### Supplied entries
Issue #8, opened 2018-01-18
Exception thrown when no sort is provided in query string and calling allowedSorts


DigitalMachinist:
It seems as though when `allowedSorts()` is called, not including a `sort` in the query string, the sort is assumed to be "" (empty string) and an exception is thrown.

The query string:
```
.../transactions?filter[type]=deposit
```

The exception:
```js
"Exception": {
    "messages": [
        "Given sort `` is not allowed. Allowed sorts are `id, created_at, type, amount, balance`."
    ],
    "exception": "Spatie\\QueryBuilder\\Exceptions\\InvalidQuery",
    "file": "/Users/jeffrose/projects/rivalry/vendor/spatie/laravel-query-builder/src/Exceptions/InvalidQuery.php",
    "line": 27
}
```

The code:
```php
$paginator = QueryBuilder::for($query)
    ->allowedFilters(Filter::exact('id'), 'created_at', Filter::exact('type'), 'amount', 'balance')
    ->allowedSorts('id', 'created_at', 'type', 'amount', 'balance') // If I comment out this line no exception is thrown
    ->paginate($pageSize);
```

**The workaround:**

Leave out the call to `allowedSorts()` and everything's fine.

If I get a chance, I'll submit a PR in the coming days to address this.

PR #9, opened 2018-01-19
Do not handle empty sort query.

pactode:
This is a fix for issue #8 

If nothing is returned from the `$this->request->sort()`, then we return early.


AlexVanderbist:
Perfect! Thanks 👍

PR #11, opened 2018-01-20
Escape LIKE queries

ntzm:
I've made a PR to deal with this in core: laravel/framework#22864

Basically there was inconsistency between some DB servers, and also %, _ and \ weren't being escaped.

### DIFF
--- a/src/Filters/FiltersPartial.php
+++ b/src/Filters/FiltersPartial.php
@@ -2,6 +2,7 @@
 
 namespace Spatie\QueryBuilder\Filters;
 
+use Illuminate\Support\Facades\DB;
 use Illuminate\Database\Eloquent\Builder;
 
 class FiltersPartial implements Filter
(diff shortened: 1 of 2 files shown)


src/Filters/FiltersPartial.php
```diff
@@ -11,11 +12,20 @@ public function __invoke(Builder $query, $value, string $property) : Builder
...
             });
         }
 
-        return $query->where($property, 'LIKE', "%{$value}%");
+        return $query
+            ->where($property, 'LIKE', DB::raw('? ESCAPE "\"'))
+            ->addBinding("%{$this->escapeLike($value)}%");
+    }
+
+    private function escapeLike(string $value): string
```
AlexVanderbist: Can we make this one `protected`? This way it's a bit easier for people to extend if they'd want to.

ntzm: Of course!

AlexVanderbist:
Hi @ntzm 

After merging this in we still ran into some problems. In tests using sqlite everything seems to work perfectly fine.
On MySQL however the `ESCAPE` part of the query seems to be escaped by Laravel itself and ends up looking something like this:
```sql
select * from `media` where `name` LIKE %test% ESCAPE \"\\\"
```

Any ideas for a quick fix?

ntzm:
Damn sorry, should have tested. I'm at work now, I'll figure something out later. Probably worth reverting if you have more stuff to release. My bad

AlexVanderbist:
Don't worry about it! Reverted it for now but I'll keep an eye on laravel/framework#22864 for any updates as well 👍

ntzm:
Thanks, and sorry again!

ntzm:
I can't for the life of me figure out how to prevent that from happening

PR #15, opened 2018-01-28
Added translations for exception messages

shabushabu:
I need this for an app I'm working on and thought it might be useful for others. Only thing I did was move the lang strings to a translation file and added german translations. Would be great if you could merge this! Cheers and keep up the great work!

### DIFF
--- a/lang/de/errors.php
+++ b/lang/de/errors.php
@@ -1,0 +1,7 @@
+<?php
+
+return [
+    'filters'  => 'Angegebene Filter `:unknown` sind nicht erlaubt. Erlaubte Filter sind `:allowed`.',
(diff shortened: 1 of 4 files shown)


AlexVanderbist:
Hi @shabushabu, thanks for your PR! Different locale are an important use-case which I definitely overlooked when adding the exceptions. However we'd rather not maintain exception messages in all different languages in this package.

I've opened #18 which introduces specific exceptions per invalid query parameter. This way you could catch these exceptions in your own exception handler and return an appropriate HTTP response (localized string or even a JSON object)

Hopefully this works out for your use-case as well :)

shabushabu:
Sure, cheers!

### Exercise aim
Give back precisely the lines above that start at the line containing "PR #11, opened 2018-01-20" and end at the line containing "class FiltersPartial implements Filter", inclusive. No other lines belong in the output.

### Result below
PR #11, opened 2018-01-20
Escape LIKE queries

ntzm:
I've made a PR to deal with this in core: laravel/framework#22864

Basically there was inconsistency between some DB servers, and also %, _ and \ weren't being escaped.

### DIFF
--- a/src/Filters/FiltersPartial.php
+++ b/src/Filters/FiltersPartial.php
@@ -2,6 +2,7 @@
 
 namespace Spatie\QueryBuilder\Filters;
 
+use Illuminate\Support\Facades\DB;
 use Illuminate\Database\Eloquent\Builder;
 
 class FiltersPartial implements Filter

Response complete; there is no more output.